An Assisted Ring Pull Up is an easy ring-based pull movement where you reduce load with foot support while pulling your chest to the rings. It mainly targets the latissimus, biceps, shoulders and upper back, and is ideal for beginners building pulling strength and control.
How to Do Assisted Ring Pull Up
- Set ring height: Adjust rings to about shoulder height and check they hang evenly with straps secure before starting.
- Assume stance: Stand slightly in front of the rings, grip them palms forward, squat until shoulders and hips are under the rings, feet flat.
- Engage shoulders: Depress and retract shoulder blades, stick your chest out, and brace your core to protect the shoulders and spine.
- Pull to rings: Drive elbows down and back while rotating wrists inward, pulling your chest toward the rings with elbows close to your sides.
- Lower with control: Slowly extend elbows and lower to the start position for 2–4 seconds, maintaining shoulder stability and avoiding momentum.
Muscle Groups
Biceps, Shoulders, Forearm, Latissimus, Back
Description
Set the rings to approximately shoulder height. Stand slightly in front of the rings, and grip them with palms facing forward. Squat down so your shoulders and hips are directly underneath the rings, knees bent in front of you and feet flat.Initiate the movement by depressing your shoulders and sticking your chest out.
Drive your elbows forward and down, rotating the wrists inward, as you pull your chest to the rings. Keep your elbows close to your sides, driving them behind you.
Squeeze at the top, lower with control and repeat for repetitions.
Movement Group
Pull
Required Equipment
Rings
Progressions and Regressions
- Assisted Ring Pull Up (current)
- Band Assisted Pull Up
- Pull Up
- Close Grip Pull Up
- Wide Grip Pull-Up
Frequently Asked Questions
What are the main benefits of Assisted Ring Pull Ups?
Assisted Ring Pull Ups build foundational pulling strength, improve scapular control, and develop shoulder and core stability. They allow beginners to learn ring mechanics and progress toward unassisted pull-ups with lower injury risk.
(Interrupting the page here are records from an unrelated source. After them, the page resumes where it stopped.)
PR #230, opened 2025-07-24
Added permission request for iOS

danilosilvackl:
Work done here: 

- Implemented new App Tracking Transparency permission request for iOS
- fixed no network connection visual bug
- added `InfoPlist.strings` file to localize system messages
- Added new hook `useAnalyticsAndPermissions` to handle permission request and analytics initialization on the correct lifecycle of the app
- Added privacy policy link on the welcome screen

> [!IMPORTANT]  
> For iOS the analytics will always start as turned off
> the user should accept this permission request first to start tracking
> or they can use our settings page afterwards to opt in

### Opt out

https://github.com/user-attachments/assets/9c5016f4-1337-446c-8765-e56d1c6cab25

### Opt in

https://github.com/user-attachments/assets/6dba6c3d-ae72-45f3-a8bc-a3b9363b6043

### Enable Analytics

https://github.com/user-attachments/assets/0195d73b-ea01-4a19-bfde-1ad8c4d80f97

### Disable Analytics

https://github.com/user-attachments/assets/feed8e44-eb5e-447e-8fe4-6a2464fdb22e


ios/freighter-mobile.xcodeproj/project.pbxproj
```diff
@@ -174,6 +178,7 @@
 			knownRegions = (
 				en,
 				Base,
+				"pt-BR",
```
CassioMG, line 181: Let's use the more generic `pt` language to match what we have on the `i18n` translations files for consistency

ios/Podfile
```diff
@@ -1,13 +1,43 @@
...
+
+node_require('react-native/scripts/react_native_pods.rb')
+node_require('react-native-permissions/scripts/setup.rb')
 
 platform :ios, min_ios_version_supported
 prepare_react_native_project!
 
+# listed all available permissions
+# uncomment as needed
+setup_permissions([
```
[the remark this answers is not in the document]
CassioMG: @danilosilvackl just tested on my iPhone, the camera permission looks fine.

I noticed one thing though related to the Analytics permission. Seems like Freighter's switch is not interacting with the actual iOS device settings.

iOS has this "Allow Tracking" switch on the device settings for each app, I think for this to work fine both should always be in sync. I am not sure if RN API will let you change the device settings, I believe the API is probably just for requesting or reading the authorization. If that's the case, then you'll need to call the `openSettings` function to navigate users to the device settings so they can change it there. Then after it's changed there the switch on Freighter settings should react to it and also change its state.

I'd suggest checking how the UX looks like in other wallets, I suspect they may let users only change this tracking authorization through device settings instead of in-app.

I'm not sure if Android also has a "Allow Tracking" device settings, but in case they do then it should work the same, always in sync.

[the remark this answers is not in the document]
danilosilvackl: Added the new ways to handle it now

src/components/screens/WelcomeScreen.tsx
```diff
@@ -75,6 +75,10 @@ export const WelcomeScreen: React.FC<WelcomeScreenProps> = ({ navigation }) => {
             <Text md medium url="https://stellar.org/terms-of-service">
               {t("welcomeScreen.terms.termsOfService")}
             </Text>
+            {t("common.and")}
+            <Text md medium url="https://stellar.org/privacy-policy">
```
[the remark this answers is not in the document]
danilosilvackl: done!

ios/freighter-mobile.xcodeproj/project.pbxproj
CassioMG: it's a bit hidden, XCode shows the most common ones, but you can find the generic language when going to "More Languages":
Screenshot 2025-07-25 at 17 31 45

ios/Podfile.lock
```diff
@@ -2502,4 +2502,4 @@ SPEC CHECKSUMS:
 
 PODFILE CHECKSUM: be4b4636fdb0c60685819016cdb32a2691f91d13
 
-COCOAPODS: 1.16.2
+COCOAPODS: 1.15.2
```
CassioMG, line 2505: do we need to downgrade cocoapods?

src/components/screens/WelcomeScreen.tsx
```diff
@@ -72,9 +73,21 @@ export const WelcomeScreen: React.FC<WelcomeScreenProps> = ({ navigation }) => {
         <View>
           <StyledTermsText md secondary medium>
             {t("welcomeScreen.terms.byProceeding")}
-            <Text md medium url="https://stellar.org/terms-of-service">
+            <Text
+              md
+              medium
+              url={`${STELLAR_FOUNDATION_BASE_URL}/terms-of-service`}
```
CassioMG, line 79: I think it'd be better to export the whole url as it'll be used in more than one place: WelcomeScreen and About screen on settings

src/hooks/useAnalyticsAndPermissions.ts
```diff
@@ -0,0 +1,224 @@
...
+      return;
+    }
+
+    if (result === RESULTS.DENIED && !attRequested) {
+      await requestTrackingPermission();
+
+      setIsPermissionLoading(false);
+    } else {
+      setIsPermissionLoading(false);
+    }
```
CassioMG, line 158:
```suggestion
    if (result === RESULTS.DENIED && !attRequested) {
      await requestTrackingPermission();
    }
    
    setIsPermissionLoading(false);
```

ios/freighter-mobile.xcodeproj/project.pbxproj
danilosilvackl: Oh, awesome didn't knew about it, added now!

src/hooks/useAnalyticsAndPermissions.ts
```diff
@@ -15,39 +16,169 @@ const shouldSetAttRequested = (result: string) =>
...
+   * Handles the analytics toggle click.
+   * - On iOS 14+, if disabling analytics, also opens device settings for ATT.
+   * - On Android or iOS < 14, only disables analytics in-app.
+   * - Handles all permission request/enable/disable flows.
+   */
+  const handleAnalyticsToggleClick = useCallback(async () => {
+    setIsPermissionLoading(true);
+
+    if (isAttSupported && isEnabled) {
+      await Linking.openSettings();
```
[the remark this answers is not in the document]
danilosilvackl: good point, the `openSettings` does the same thing as the `Linking.openSettings`, but it would be really helpful in other cases that are explicitly said on the documentation.

also about the suggested flow for authentication, I made some modifications to follow the graph, but I think we will need @sdfcharles ands Phil help to improve the texts on the screen.

here is a small video of how it works with the suggested flow:
### turning analytics off

https://github.com/user-attachments/assets/14e4b2d7-2cd1-4147-9ac2-fac654fd0596

### turning analytics on

https://github.com/user-attachments/assets/e8dbaffc-ebf8-4a97-972d-10343c100eaf

danilosilvackl:
PR is going to be merged right now, but we will have some updates to the copy and interface in the near future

What common mistakes should I avoid when doing Assisted Ring Pull Ups?
Avoid shrugging the shoulders, using excessive momentum, flaring elbows wide, and letting the hips sag. Maintain scapular depression, a braced core, and controlled tempo to protect the shoulders and get full range of motion.
How do I progress from Assisted Ring Pull Ups or find alternatives?
Reduce assistance by moving feet back, raise ring height, add eccentric-only reps, or try negative pull-ups and band-assisted pull-ups. Once stronger, work toward full ring pull-ups and weighted variations for continued progress.